# Black calipers or Silver - what would be your preference



## Tommasini (Apr 24, 2002)

A questions of vanity..........I want a differnet set of brake calipers for my training bike so was thinking of either buying some cheaper campy dual pivots or moving the silver Record calipers from my "good" bike to the training bike. This opens the questions of whether I should get black vs silver calipers. I know it is a cosmetic issue and we'll have our own opinons - heres the deal as my bike is red with black carbon fork, black carbon rear seat & chain stays, crank, der, seatpost. But my hubs, and a few other small parts are silver. When I see new Euro pro bikes in the latest racing or team pictures who are using the black calipers any detail on the black brakes seem to disappear - whereas the silver brakes stand out proudly with their gorgeous shape and curves. If they were an upgrade to black carbon I wouldn't hesitate - but this is just the same alloy arms underneath.

So my preference is stay with silver due to the shape being more visilbe and to balance out from having too much black.
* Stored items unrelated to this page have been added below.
Issue #124, opened 2019-01-03
Bypassing admin authorization on client side


xuebingli:
Malicious user could bypass admin authorization by commenting out three lines of client side JS code. 

https://github.com/zendesk/volunteer_portal/blob/f543f99458558115e85abe927a69d8c6eeaa7c5e/app/javascript/pages/admin/Admin/index.js#L92-L94

Once in, they can perform admin actions from the GUI, e.g. approving individual events.

We should enforce server side authorization for admin-only actions.

PR #128, opened 2019-01-17
upgrade graphql-ruby

craig-day:
## Description

This upgrades the graphql-ruby library we use, and then refactors everything to use the Class-based API. This keeps us up to date with the newest library and provides native support for a few nice features such as resolvers, query instrumentation, and authorization. I will be opening up a followup PR to add mutation authorization to address #124. 

## Implementation notes

The upgrade process and rational is documented very well by the author: http://graphql-ruby.org/schema/class_based_api

This is a quick summary of what I did:

- move everything to `app/graphql` from `app/graph`
- use classes an inheritance instead of the `.define` pattern
- mark every field with `null:` instead of the `!` DSL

On the other hand, if black and only black will be the next new fad I'm am one to follow what is becomming most popular (being vain isn't it). How do the rest of you view it - if you were buying calipers which way would you head.


----------



## divve (May 3, 2002)

Personally I got silver with my 04 group. I agree with you that the black deadens the detail unless you're up close.


----------



## wasfast (Feb 3, 2004)

divve said:


> Personally I got silver with my 04 group. I agree with you that the black deadens the detail unless you're up close.


I just bought a '04 group and also got silver. The frame, seatpost, and bars are all carbon fiber. I wanted some contrast to all the black. No Darth Vader death machine for me;-).

Gary


----------



## Bixe (Jan 28, 2004)

*I Want It Ugly....*

I want it to disappear in a shadow so at dusk I'm stumbling around wondering where I layed it down....
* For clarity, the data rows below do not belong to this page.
PR #133, opened 2019-01-23
require an admin to C_UD most resources

### LINKED ISSUE #124: Bypassing admin authorization on client side

craig-day:
## Description
This does two primary things. First, it converts every mutation to a class to map nicely to each GraphQL object that it is backing. Second, it adds a little helper to take advantage of the `Mutation#ready?` hook to perform authorization on most of the mutations. This will restrict the Create, Update, and Delete actions to admins for every resource with a few exceptions: 

- individual events are scoped to and managed by the current user
- the default office for a user is managed by that user
- signups can be created and destroyed by any user, but are scoped to the current user

resolves #124

it event has a nice little error message and valid JSON 

screen shot 2019-01-23 at 3 05 01 pm

## CCs

@zendesk/volunteer

## Risks
* High - mutations could fail. This means it may break when trying to create/update/delete almost anything from the admin pages. Signing up for an event should be untouched.

### DIFF
--- a/app/graphql/mutations/base_mutation.rb
+++ b/app/graphql/mutations/base_mutation.rb
@@ -1,4 +1,4 @@
 module Mutations
-  class BaseMutation < GraphQL::Schema::RelayClassicMutation
+  class BaseMutation < GraphQL::Schema::Mutation
   end
 end
--- a/app/graphql/mutations/base_mutation.rb
+++ b/app/graphql/mutations/base_mutation.rb
@@ -1,4 +1,8 @@
 module Mutations
   class BaseMutation < GraphQL::Schema::Mutation
+
+    def self.require_admin
+      self.include Concerns::RestrictToAdmin
+    end
   end
 end
--- a/app/graphql/mutations/create_edit_individual_event.rb
+++ b/app/graphql/mutations/create_edit_individual_event.rb
@@ -1,0 +1,28 @@
+module Mutations
+  class CreateEditIndividualEvent < BaseMutation
+    description "Create a new individual event for a logged-in user"
+
+    null true
+
+    argument :input, Types::Input::CreateEditIndividualEventInputType, required: true
+
+    def resolve(input:)
+      if input.id
+        IndividualEvent.find(input.id)
+      else
+        IndividualEvent.new
+      end.tap do |individual_event|
+        individual_event.description = input.description
+        individual_event.office_id = input.office_id
+        individual_event.user = context[:current_user]
+        individual_event.date = Time.at(input.date)
+        individual_event.duration = input.duration
+        individual_event.event_type_id = input.event_type_id
+        individual_event.organization_id = input.organization_id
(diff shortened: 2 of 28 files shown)


app/graphql/mutations/base_mutation.rb
```diff
@@ -1,4 +1,8 @@
 module Mutations
-  class BaseMutation < GraphQL::Schema::RelayClassicMutation
+  class BaseMutation < GraphQL::Schema::Mutation
```
thebritican: what's the **TL;DR** difference between `RelayClassMutation` and `Mutation`?

app/graphql/mutations/create_edit_individual_event.rb
```diff
@@ -0,0 +1,28 @@
+module Mutations
+  class CreateEditIndividualEvent < BaseMutation
+    description "Create a new individual event for a logged-in user"
+
+    null true
+
+    argument :input, Types::Input::CreateEditIndividualEventInputType, required: true
+
+    def resolve(input:)
```
thebritican: test? what happens if `IndividualEvent.find()` fails?

app/graphql/mutations/reject_individual_event.rb
```diff
@@ -0,0 +1,18 @@
...
+    require_admin
+
+    description 'Mark an individual event as rejected'
+
+    null true
+
+    argument :id, ID, required: true
+
+    def resolve(id:)
+      event = IndividualEvent.find(id)
```
thebritican: same as above throughout PR

gregziegan (commented):
looks good. curious about the `nil` case across the resolvers

app/graphql/mutations/create_edit_individual_event.rb
xuebingli: I believe it's going to lead to a 500 server side error.

app/graphql/mutations/base_mutation.rb
craig-day: `RelayClassMutation` expects a certain form of return type, but we don't follow that form because we don't follow relay standards currently.

app/graphql/mutations/create_edit_individual_event.rb
craig-day: I added a case for this so we now get a nice error

```
{
  "errors": [
    {
      "message": "Couldn't find IndividualEvent with 'id'=999"
    }
  ]
}
```

gregziegan (approved):
nice work!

Actually with the carbon cranks and carbon derailleur cages on the '04 group, it was something of a gamble to go with the black-on-carbon theme one end to the other.... I'm not sure I'd recommend it.

On the other hand, there was no question with the Look. The DA options were a little more limited.

I tend to prefer black/silver or carbon/silver contrasting schemes. 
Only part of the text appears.